Data.
PR #300, opened 2023-02-02
Autocomplete main search with products and taxons

kennyadsl:
Adds some very basic autocomplete functionalities to our main search input. It returns results for what has been typed so far for products and taxons, up to 5 for each type.

For products, it also allows users to see all results for the given keyword, falling back to the standard search. 

Once the suggestions box appears, some very basic UX allows to navigate results:

- Key down: go to the next result.
- Key up: go to the previous results.
- Enter: open the currently selected result.
- Esc: close the suggestions box.
- Click anywhere else on the page: close the suggestions box.

Screenshot 2023-02-02 at 14 52 31

Thanks @elia for guidance and help during its development.

## Description

This feature uses stimulus to submit the form on every key pressed in the search input (if > 2 chars) and add some UX to navigate the results.

Turbo stream will take care of updating the results section with the suggestions retrieved from the new specific controller action introduced.

## Motivation and Context

We want to provide a basic implementation for stores that want to add autocomplete capabilities to their store. This solution is basic but highly customizable based on each store's specific needs.

## How Has This Been Tested?

Tested manually and via specs (see PR changes). 

## Types of changes

## Checklist:

### DIFF
--- a/templates/app/controllers/autocomplete_results_controller.rb
+++ b/templates/app/controllers/autocomplete_results_controller.rb
@@ -1,0 +1,40 @@
+# frozen_string_literal: true
+
+class AutocompleteResultsController < StoreController
+  def index
+    respond_to do |format|
+      format.html { redirect_to products_path(keywords: params[:keywords]) }
+      format.turbo_stream { load_results }
+    end
+  end
+
+  private
+
+  def load_results
+    @results ||= begin
+      results = {}
+      results[:products] = autocomplete_products
+      results[:taxons] = autocomplete_taxons
+      results
+    end
+  end
+
+  def autocomplete_products
+    if params[:keywords].present?
+      searcher = build_searcher(params.merge(per_page: 5))
+      searcher.retrieve_products
+    else
+      Spree::Product.none
+    end
+  end
+
+  def autocomplete_taxons
+    if params[:keywords].present?
+      Spree::Taxon
+        .where(Spree::Taxon.arel_table[:name].matches("%#{params[:keywords]}%"))
+        .limit(5)
+    else
+      Spree::Taxon.none
+    end
+  end
+end
--- a/templates/app/javascript/controllers/search_controller.js
+++ b/templates/app/javascript/controllers/search_controller.js
@@ -1,0 +1,58 @@
+import { Controller } from "@hotwired/stimulus"
+
+export default class extends Controller {
+  static targets = [ "form", "keywords", "results", "result"]
+  static classes = [ "current" ]
+
+  // This is needed to restore the current result index when the
+  // results are updated after a search.
+  resultsTargetConnected() {
+    this.currentResultIndex = 0
+    this.render()
+  }
+
+  fetchResults() {
+    if(this.keywords.length < 2) {
+      this.reset()
+      return
+    }
+
+    clearTimeout(this.timeout)
+    this.timeout = setTimeout(() => this.formTarget.requestSubmit(), 500)
+  }
+
+  nextResult() {
+    if(this.currentResultIndex < this.resultTargets.length - 1) {
+      this.currentResultIndex++
+      this.render()
+    }
+  }
+
+  previousResult() {
+    if(this.currentResultIndex > 0) {
+      this.currentResultIndex--
+      this.render()
+    }
+  }
+
+  openResult() {
+    this.resultTargets[this.currentResultIndex].firstElementChild.click()
+  }
+
+  reset() {
+    this.currentResultIndex = 0
+    if (this.hasResultsTarget) {
+      this.resultsTarget.innerHTML = ""
+    }
+  }
+
+  render() {
+    this.resultTargets.forEach((element, index) => {
+      element.classList.toggle(this.currentClass, index == this.currentResultIndex)
+    })
+  }
+
+  get keywords() {
+    return this.keywordsTarget.value
+  }
+}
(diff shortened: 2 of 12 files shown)


templates/app/assets/stylesheets/components/search/_search_bar.scss
```diff
@@ -34,3 +34,49 @@
     padding: 0 2rem 0 1rem;
   }
 }
+
```
waiting-for-dev, line 37: Isn't this CSS duplicated with what we have in the `_autocomplete_results.scss` file?

templates/spec/system/search_spec.rb
```diff
@@ -0,0 +1,67 @@
...
+    fill_in 'keywords', with: 'shirt'
+    click_button 'Search'
+
+    expect(page.all('ul.products-grid li').size).to eq(1)
+  end
+
+  context 'with JS enabled', :js do
+    it 'shows autocomplete suggestions' do
+      fill_in 'keywords', with: 'ruby'
+      expect(page.all('ul.autocomplete-results__list li.autocomplete-results__item:not(.autocomplete-results__item--empty)').size).to eq(8)
```
waiting-for-dev, line 22: I'm a bit concerned about how these tests rely so heavily on classes used by CSS. Thoughts about leveraging `data-` attributes?

waiting-for-dev (commented):
Thanks, @kennyadsl. I left two comments. It looks like CI is failing for older branches. Is that related to #302?

templates/app/assets/stylesheets/components/search/_search_bar.scss
kennyadsl: lol, yes, I started there, then moved to a different file and forgot to remove it, thanks!!!

templates/spec/system/search_spec.rb
kennyadsl: Always unsure about how to handle this problem, but I like the idea, especially if we are testing some JS-driven behavior that will change when we change those `data-` attributes. Do you know if there's any best practice for what to use in specs?

waiting-for-dev: > Do you know if there's any best practice for what to use in specs?

Not sure. If possible, we should rely on behavior instead of concrete UI implementation. If not possible, I think we should try to leverage HTML semantics and, if that's neither possible, I sometimes have used `data-test` attribute names. I think there's no perfect solution, though 😢

kennyadsl: Done. I just left a check on the "current" CSS class on results, which is what the JS does to mark the currently selected item.

templates/app/javascript/controllers/search_controller.js
```diff
@@ -0,0 +1,60 @@
...
+  previousResult() {
+    if(this.currentResultIndex > 0) {
+      this.currentResultIndex--
+      this.render()
+    }
+  }
+
+  openResult() {
+    this.resultTargets[this.currentResultIndex].firstElementChild.click()
+  }
```
elia, line 59: nit: I think these three are not "private", would also be fine to remove the comment, give how little it means in this context

templates/app/views/autocomplete_results/_autocomplete_results.html.erb
```diff
@@ -0,0 +1,36 @@
...
+      </li>
+    <% end %>
+
+    <li class="autocomplete-results__item"
+        data-search-target="result">
+      <%= link_to "See all results", products_path(keywords: params[:keywords]) %>
+    </li>
+  <% else %>
+    <li class="autocomplete-results__item autocomplete-results__item--empty">No results</li>
+  <% end %>
```
elia, line 20: Looks like the only difference between this block and the following one is the translation key and the results url/name. Thoughts on refactoring that to a loop or partial?

elia (approved):
🙌

templates/app/views/autocomplete_results/_autocomplete_results.html.erb
kennyadsl: One difference is that the products list has the `See all results` item while the taxons list doesn't (taxons don't have an index page, filterable by a search term). 

That was enough for me to determine that an abstraction here wasn't the right thing, but let me know if you think we should move something in a partial anyway.

templates/app/javascript/controllers/search_controller.js
kennyadsl: Thanks!

elia (approved):

templates/app/controllers/autocomplete_results_controller.rb
```diff
@@ -0,0 +1,40 @@
...
+    else
+      Spree::Product.none
+    end
+  end
+
+  def autocomplete_taxons
+    if params[:keywords].present?
+      Spree::Taxon
+        .where(Spree::Taxon.arel_table[:name].matches("%#{params[:keywords]}%"))
+        .limit(5)
```
gsmendoza, line 35: Non-blocking: the search implementation in `autocomplete_taxons` is on a lower-level compared to `autocomplete_products`. Perhaps `build_searcher` can be updated to handle this query as well?

gsmendoza (approved):

waiting-for-dev (approved):

templates/app/controllers/autocomplete_results_controller.rb
kennyadsl: @gsmendoza Yes, that's a good idea, even if a bit out of scope for this PR. At the moment the searcher class used by `build_searcher` assumes you are [searching for a Product](https://github.com/solidusio/solidus/blob/d7ef0f23164a1e5821e4da1cd316d39c6ea96f79/core/lib/spree/core/search/base.rb#L36) and changing this would require a big refactor.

Work order.
Return exactly the leading lines of the listing, stopping after the line in which "Once the suggestions" occurs.

Problem solution.
PR #300, opened 2023-02-02
Autocomplete main search with products and taxons

kennyadsl:
Adds some very basic autocomplete functionalities to our main search input. It returns results for what has been typed so far for products and taxons, up to 5 for each type.

For products, it also allows users to see all results for the given keyword, falling back to the standard search. 

Once the suggestions box appears, some very basic UX allows to navigate results:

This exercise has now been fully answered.